[EXERCISE DESCRIPTION] Count up the lines of the data below that contain the string "going", then give only the total.

_ _ _ _

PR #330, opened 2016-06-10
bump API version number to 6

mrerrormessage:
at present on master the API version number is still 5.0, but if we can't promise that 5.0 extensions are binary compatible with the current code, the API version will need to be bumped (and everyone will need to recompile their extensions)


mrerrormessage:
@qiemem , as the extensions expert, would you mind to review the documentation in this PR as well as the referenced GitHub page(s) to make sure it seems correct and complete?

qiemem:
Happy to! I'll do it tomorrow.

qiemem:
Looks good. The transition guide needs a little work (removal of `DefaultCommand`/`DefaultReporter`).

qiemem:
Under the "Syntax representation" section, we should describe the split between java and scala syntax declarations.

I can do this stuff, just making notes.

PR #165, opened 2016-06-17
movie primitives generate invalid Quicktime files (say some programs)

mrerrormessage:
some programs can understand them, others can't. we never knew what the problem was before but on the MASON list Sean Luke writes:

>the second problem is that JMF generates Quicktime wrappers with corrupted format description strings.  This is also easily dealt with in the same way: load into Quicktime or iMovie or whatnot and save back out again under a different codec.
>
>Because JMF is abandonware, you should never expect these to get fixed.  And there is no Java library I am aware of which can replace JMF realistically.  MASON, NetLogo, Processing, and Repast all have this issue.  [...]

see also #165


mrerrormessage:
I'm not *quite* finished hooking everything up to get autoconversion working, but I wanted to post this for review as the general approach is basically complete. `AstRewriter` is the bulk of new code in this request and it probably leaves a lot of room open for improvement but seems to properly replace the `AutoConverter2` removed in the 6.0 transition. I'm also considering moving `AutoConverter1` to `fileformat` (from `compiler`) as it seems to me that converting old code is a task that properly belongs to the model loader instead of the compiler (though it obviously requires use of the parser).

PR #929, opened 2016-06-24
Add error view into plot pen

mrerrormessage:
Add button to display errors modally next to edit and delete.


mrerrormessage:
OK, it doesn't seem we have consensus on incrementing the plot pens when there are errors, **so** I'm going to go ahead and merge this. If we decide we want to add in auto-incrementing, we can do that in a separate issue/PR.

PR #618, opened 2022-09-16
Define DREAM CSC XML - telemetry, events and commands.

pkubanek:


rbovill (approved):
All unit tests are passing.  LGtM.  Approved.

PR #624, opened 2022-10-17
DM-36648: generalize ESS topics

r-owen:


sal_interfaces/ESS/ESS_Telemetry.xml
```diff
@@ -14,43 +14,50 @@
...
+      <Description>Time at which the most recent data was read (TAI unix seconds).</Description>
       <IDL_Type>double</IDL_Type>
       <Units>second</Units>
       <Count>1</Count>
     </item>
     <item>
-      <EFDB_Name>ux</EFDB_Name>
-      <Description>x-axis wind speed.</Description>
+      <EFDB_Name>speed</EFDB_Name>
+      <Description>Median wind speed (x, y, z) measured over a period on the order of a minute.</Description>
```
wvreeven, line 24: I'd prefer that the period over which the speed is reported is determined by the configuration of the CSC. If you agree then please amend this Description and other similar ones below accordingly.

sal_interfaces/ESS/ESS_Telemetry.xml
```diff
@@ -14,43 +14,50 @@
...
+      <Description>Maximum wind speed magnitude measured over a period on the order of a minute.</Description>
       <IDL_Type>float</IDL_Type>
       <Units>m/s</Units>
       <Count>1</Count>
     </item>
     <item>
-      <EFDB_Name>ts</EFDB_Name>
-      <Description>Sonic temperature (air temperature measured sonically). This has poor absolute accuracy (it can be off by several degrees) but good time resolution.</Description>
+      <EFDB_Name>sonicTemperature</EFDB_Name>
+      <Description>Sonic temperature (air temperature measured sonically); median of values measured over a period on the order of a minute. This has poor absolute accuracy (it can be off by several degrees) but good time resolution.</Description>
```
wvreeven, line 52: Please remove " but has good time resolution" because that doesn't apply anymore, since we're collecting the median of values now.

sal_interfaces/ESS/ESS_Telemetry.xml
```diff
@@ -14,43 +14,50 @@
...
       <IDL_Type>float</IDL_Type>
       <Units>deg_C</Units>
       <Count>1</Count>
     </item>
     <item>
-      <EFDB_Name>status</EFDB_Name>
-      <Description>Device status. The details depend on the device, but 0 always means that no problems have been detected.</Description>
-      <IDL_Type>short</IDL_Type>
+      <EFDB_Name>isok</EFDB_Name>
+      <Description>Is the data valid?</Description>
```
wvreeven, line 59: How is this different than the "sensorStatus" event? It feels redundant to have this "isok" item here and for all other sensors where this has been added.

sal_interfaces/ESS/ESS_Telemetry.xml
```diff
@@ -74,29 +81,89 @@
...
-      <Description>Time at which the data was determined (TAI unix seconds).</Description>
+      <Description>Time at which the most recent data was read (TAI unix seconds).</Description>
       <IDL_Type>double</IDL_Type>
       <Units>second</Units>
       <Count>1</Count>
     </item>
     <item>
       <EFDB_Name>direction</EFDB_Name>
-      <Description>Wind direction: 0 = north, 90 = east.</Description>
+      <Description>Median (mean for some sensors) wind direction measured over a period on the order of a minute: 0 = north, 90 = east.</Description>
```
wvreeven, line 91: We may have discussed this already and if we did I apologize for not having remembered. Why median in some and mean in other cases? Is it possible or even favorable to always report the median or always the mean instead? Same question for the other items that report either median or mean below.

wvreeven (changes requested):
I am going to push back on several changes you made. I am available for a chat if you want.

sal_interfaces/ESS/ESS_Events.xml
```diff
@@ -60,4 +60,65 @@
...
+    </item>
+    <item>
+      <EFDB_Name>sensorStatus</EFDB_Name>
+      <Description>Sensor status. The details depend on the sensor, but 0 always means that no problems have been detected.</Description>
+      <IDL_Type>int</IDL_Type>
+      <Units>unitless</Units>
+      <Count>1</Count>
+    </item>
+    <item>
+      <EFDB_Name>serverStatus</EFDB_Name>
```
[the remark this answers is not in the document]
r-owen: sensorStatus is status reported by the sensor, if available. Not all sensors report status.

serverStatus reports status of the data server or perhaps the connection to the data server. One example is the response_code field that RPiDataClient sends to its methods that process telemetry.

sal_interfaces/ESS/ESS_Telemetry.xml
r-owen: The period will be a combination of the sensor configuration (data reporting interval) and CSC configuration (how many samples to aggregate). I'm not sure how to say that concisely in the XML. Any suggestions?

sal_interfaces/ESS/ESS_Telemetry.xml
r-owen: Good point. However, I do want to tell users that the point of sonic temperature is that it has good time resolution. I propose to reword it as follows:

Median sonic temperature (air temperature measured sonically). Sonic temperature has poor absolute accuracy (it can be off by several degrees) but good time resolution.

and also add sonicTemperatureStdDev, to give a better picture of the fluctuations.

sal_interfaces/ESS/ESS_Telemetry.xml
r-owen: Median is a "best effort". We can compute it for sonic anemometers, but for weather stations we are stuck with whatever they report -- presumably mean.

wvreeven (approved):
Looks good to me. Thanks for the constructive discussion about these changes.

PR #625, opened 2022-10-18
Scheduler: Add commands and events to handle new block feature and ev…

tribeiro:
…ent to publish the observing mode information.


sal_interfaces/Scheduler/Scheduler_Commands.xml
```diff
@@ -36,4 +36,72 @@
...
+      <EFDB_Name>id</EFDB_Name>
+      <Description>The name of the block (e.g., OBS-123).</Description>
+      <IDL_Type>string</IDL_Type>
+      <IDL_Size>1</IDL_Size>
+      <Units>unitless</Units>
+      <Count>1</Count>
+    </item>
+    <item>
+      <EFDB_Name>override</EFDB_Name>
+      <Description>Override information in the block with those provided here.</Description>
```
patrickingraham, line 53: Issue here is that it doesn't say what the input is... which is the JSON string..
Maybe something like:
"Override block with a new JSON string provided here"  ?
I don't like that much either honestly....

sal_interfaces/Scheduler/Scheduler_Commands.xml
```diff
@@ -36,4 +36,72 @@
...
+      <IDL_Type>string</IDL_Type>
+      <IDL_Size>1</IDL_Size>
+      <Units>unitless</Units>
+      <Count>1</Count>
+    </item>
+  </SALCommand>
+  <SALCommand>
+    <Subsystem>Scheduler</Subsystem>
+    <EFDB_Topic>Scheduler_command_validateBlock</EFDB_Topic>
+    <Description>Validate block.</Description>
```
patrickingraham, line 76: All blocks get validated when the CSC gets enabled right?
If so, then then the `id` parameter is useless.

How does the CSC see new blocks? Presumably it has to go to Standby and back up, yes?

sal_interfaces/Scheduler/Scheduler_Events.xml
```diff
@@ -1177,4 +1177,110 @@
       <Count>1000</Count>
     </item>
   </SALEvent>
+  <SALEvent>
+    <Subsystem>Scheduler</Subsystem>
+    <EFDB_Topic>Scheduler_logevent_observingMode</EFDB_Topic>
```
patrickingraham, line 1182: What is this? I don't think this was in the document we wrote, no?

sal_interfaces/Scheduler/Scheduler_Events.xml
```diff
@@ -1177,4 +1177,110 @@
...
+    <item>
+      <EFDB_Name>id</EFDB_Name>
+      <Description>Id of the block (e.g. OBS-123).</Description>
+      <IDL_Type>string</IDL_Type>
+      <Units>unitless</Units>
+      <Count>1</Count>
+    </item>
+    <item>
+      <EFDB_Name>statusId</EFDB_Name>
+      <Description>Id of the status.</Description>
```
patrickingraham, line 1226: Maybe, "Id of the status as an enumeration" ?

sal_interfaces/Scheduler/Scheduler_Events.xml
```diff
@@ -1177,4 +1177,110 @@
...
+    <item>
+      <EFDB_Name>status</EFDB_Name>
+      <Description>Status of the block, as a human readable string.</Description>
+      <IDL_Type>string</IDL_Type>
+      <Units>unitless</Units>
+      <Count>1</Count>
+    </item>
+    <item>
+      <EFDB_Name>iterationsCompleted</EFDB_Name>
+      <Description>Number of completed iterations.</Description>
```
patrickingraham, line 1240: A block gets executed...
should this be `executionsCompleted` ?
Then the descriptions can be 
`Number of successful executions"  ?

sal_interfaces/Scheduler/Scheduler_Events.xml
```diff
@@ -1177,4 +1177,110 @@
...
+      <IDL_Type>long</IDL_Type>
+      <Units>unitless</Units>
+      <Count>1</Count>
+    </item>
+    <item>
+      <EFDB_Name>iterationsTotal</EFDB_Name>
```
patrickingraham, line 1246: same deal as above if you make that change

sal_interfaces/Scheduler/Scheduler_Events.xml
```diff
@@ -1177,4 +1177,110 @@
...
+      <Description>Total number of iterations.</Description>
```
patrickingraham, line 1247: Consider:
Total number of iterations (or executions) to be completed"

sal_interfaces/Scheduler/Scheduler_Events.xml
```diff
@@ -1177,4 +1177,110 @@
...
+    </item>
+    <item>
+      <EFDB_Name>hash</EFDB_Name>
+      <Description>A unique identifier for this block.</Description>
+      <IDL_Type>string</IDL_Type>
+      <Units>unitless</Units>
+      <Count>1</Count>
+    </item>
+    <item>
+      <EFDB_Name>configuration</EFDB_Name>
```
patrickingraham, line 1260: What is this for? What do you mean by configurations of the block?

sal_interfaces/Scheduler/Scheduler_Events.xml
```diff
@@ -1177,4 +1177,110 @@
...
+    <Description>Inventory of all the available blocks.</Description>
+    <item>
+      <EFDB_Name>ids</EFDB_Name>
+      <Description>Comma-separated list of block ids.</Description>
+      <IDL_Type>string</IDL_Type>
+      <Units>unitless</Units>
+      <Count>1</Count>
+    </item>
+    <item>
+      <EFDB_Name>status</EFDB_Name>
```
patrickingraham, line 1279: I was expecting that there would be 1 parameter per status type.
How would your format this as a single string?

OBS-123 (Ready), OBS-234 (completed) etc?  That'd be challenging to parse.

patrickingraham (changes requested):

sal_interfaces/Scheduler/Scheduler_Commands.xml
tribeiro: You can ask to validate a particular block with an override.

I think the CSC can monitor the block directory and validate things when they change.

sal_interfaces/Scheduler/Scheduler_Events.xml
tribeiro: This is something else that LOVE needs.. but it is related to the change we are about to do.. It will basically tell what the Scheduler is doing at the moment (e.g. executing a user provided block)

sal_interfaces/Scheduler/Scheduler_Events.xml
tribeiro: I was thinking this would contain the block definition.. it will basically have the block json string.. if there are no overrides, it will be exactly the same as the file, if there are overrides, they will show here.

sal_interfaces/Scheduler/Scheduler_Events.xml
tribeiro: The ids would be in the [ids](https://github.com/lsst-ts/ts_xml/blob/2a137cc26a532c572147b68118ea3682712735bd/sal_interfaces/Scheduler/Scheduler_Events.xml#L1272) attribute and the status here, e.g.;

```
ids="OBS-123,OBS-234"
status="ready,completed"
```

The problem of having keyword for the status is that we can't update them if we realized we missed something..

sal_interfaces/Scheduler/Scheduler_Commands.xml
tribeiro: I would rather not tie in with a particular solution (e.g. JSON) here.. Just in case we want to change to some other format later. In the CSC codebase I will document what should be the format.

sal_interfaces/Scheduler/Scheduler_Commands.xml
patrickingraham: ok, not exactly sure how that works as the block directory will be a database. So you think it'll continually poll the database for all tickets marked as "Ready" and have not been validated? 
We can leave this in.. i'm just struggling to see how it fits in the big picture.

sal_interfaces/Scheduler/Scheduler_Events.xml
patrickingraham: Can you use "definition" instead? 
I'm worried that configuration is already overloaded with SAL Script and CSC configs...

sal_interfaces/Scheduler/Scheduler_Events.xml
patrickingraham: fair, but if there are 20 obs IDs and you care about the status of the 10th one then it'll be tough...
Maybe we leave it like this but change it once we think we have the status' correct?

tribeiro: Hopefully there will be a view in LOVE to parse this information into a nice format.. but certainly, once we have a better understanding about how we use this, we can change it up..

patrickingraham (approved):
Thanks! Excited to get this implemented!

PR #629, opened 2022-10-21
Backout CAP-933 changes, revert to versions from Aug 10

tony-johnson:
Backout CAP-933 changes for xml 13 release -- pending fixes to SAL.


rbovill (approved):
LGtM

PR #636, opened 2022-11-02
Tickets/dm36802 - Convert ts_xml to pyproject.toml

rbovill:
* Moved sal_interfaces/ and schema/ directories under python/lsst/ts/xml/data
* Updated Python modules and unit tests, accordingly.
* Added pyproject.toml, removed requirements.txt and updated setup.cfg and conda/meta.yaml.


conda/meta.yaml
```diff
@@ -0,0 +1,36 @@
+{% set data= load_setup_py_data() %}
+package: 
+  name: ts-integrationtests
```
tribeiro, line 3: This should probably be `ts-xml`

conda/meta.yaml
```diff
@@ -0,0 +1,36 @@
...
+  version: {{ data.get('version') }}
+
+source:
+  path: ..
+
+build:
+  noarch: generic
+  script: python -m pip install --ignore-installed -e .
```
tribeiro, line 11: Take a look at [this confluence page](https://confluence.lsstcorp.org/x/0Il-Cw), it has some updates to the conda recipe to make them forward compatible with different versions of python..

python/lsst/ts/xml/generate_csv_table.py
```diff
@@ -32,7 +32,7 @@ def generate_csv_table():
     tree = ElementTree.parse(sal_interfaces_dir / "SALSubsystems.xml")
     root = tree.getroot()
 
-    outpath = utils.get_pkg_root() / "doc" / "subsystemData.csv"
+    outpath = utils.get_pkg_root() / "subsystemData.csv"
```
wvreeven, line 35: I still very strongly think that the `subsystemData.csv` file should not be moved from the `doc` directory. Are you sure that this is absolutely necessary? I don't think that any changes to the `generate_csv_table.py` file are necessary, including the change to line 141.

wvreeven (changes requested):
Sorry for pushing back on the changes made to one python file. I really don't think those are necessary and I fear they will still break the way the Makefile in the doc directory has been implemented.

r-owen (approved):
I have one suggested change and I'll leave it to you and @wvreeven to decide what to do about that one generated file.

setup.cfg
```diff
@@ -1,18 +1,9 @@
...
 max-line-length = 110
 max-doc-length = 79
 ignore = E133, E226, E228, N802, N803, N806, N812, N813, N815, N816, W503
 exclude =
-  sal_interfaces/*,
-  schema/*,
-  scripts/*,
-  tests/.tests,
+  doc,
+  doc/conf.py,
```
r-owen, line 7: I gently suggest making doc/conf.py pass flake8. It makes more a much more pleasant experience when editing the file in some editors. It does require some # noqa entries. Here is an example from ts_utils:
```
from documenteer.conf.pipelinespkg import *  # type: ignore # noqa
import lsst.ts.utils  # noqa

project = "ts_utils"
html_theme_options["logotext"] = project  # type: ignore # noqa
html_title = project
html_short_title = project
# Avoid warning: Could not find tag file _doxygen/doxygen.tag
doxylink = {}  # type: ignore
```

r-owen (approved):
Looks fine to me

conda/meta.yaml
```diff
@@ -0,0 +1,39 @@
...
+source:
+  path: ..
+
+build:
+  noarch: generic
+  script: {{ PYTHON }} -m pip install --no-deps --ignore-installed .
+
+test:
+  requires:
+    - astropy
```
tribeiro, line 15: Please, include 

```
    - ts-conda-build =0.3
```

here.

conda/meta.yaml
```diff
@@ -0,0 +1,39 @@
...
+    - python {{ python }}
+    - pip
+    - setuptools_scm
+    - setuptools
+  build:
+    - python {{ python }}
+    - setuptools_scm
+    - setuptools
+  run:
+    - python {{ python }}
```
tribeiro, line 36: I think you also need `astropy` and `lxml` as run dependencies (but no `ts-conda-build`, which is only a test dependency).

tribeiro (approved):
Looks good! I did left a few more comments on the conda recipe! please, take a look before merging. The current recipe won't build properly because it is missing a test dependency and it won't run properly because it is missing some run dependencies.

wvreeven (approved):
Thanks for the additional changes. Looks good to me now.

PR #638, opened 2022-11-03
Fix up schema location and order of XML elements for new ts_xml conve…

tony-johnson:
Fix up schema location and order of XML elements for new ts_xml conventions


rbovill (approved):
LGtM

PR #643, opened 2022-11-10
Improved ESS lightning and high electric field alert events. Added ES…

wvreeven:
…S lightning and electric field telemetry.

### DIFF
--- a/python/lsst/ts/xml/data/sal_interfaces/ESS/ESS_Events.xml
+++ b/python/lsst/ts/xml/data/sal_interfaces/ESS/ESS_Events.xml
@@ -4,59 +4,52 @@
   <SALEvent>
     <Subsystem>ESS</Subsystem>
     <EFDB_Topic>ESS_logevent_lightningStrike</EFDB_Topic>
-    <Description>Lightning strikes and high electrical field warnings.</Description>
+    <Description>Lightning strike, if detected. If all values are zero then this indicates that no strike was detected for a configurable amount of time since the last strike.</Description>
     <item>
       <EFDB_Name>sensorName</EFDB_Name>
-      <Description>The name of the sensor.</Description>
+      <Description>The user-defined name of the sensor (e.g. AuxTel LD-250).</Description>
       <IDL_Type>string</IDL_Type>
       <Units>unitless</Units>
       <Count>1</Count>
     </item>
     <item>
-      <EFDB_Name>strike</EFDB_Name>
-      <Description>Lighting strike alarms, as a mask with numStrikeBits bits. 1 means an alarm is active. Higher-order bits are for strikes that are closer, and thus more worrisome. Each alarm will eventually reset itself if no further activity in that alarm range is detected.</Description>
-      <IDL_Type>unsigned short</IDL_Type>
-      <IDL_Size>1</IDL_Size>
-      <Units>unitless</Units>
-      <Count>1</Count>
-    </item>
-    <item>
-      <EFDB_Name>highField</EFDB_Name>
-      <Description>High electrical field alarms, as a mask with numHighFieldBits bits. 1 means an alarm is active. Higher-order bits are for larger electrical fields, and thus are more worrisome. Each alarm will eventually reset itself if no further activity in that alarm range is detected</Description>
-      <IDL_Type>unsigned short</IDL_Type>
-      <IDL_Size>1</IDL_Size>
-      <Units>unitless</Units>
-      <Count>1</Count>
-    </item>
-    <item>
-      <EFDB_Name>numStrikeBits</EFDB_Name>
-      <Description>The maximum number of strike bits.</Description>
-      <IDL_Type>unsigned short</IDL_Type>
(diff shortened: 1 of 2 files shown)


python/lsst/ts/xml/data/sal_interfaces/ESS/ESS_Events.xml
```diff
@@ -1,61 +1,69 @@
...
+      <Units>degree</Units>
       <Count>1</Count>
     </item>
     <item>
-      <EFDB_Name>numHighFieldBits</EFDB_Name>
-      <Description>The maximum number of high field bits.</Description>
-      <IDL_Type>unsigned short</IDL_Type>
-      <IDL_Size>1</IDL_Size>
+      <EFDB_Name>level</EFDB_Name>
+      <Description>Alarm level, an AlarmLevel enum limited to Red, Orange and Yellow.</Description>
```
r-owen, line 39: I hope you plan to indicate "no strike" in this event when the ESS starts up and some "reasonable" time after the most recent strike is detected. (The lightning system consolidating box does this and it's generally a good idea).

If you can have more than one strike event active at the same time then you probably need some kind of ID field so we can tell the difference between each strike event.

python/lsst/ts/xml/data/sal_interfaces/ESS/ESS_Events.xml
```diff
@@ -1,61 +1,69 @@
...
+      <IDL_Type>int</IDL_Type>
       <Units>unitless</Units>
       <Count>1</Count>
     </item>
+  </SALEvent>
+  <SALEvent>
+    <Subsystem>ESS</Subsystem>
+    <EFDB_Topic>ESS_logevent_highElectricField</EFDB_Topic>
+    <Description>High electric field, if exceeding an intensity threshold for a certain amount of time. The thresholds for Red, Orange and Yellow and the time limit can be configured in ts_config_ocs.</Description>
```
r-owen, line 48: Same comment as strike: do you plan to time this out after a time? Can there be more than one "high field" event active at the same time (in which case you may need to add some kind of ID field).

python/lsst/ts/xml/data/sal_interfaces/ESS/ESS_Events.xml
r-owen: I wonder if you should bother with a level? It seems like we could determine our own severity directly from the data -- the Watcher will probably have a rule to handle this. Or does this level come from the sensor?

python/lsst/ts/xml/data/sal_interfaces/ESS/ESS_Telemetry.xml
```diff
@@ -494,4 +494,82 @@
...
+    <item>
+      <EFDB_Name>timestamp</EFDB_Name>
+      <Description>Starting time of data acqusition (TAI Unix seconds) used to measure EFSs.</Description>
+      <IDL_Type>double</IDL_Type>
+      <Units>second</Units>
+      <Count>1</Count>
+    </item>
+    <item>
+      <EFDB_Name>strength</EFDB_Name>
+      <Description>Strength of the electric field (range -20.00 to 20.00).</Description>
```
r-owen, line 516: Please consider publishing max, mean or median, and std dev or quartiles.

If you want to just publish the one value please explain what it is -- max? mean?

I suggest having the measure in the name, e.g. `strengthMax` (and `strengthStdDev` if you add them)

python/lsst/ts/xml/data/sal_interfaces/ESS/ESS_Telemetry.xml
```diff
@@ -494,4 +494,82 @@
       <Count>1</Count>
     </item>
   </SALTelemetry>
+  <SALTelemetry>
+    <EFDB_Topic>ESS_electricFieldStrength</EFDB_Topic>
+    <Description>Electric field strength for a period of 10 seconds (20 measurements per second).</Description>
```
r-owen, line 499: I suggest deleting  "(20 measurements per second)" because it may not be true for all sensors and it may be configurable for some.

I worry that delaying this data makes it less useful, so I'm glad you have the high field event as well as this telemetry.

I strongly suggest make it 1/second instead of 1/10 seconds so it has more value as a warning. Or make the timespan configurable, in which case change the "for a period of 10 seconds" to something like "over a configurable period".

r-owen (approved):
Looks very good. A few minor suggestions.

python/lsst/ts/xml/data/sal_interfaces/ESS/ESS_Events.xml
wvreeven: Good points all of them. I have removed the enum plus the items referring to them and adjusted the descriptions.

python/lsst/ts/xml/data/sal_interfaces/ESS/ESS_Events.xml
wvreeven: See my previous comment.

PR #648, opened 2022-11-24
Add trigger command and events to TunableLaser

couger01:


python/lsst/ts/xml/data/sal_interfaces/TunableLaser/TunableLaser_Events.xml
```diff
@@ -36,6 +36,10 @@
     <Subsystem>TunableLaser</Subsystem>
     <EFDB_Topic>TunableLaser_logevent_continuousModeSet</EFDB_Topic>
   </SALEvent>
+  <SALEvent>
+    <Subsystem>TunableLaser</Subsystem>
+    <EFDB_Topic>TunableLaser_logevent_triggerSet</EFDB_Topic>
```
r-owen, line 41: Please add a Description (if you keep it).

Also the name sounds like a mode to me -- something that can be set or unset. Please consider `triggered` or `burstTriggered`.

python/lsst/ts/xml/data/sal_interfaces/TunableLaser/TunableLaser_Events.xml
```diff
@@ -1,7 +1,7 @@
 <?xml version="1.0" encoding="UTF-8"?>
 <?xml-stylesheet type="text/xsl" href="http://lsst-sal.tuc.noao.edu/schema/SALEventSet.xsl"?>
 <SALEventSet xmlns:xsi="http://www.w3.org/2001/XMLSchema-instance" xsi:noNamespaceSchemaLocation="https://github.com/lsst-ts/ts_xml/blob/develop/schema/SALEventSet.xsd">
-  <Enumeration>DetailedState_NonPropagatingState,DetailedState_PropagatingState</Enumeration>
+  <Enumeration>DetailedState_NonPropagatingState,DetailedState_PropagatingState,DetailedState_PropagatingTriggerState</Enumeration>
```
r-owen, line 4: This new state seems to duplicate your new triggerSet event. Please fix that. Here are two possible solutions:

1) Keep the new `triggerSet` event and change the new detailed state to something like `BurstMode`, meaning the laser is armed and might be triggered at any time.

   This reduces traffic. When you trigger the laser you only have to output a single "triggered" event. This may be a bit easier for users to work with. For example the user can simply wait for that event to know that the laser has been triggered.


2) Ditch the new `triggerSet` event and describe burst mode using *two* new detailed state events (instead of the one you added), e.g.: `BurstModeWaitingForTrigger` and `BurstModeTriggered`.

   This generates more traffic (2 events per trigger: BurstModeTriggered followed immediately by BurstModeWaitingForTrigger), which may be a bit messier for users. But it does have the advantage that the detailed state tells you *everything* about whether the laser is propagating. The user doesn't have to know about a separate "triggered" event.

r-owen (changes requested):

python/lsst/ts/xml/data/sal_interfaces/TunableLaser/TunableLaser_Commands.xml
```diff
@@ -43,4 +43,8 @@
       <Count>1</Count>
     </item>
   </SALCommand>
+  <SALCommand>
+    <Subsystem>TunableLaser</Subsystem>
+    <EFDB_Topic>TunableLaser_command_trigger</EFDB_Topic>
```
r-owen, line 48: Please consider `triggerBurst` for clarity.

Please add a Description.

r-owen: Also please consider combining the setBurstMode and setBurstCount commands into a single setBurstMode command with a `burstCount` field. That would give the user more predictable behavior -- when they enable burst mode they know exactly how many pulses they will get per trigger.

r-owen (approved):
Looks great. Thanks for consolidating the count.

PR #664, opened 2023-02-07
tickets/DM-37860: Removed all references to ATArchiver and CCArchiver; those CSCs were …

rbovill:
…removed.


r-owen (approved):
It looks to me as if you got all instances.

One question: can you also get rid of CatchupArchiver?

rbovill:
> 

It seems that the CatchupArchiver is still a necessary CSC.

_ _ _ _

[RESULT FOR THIS EXERCISE] 2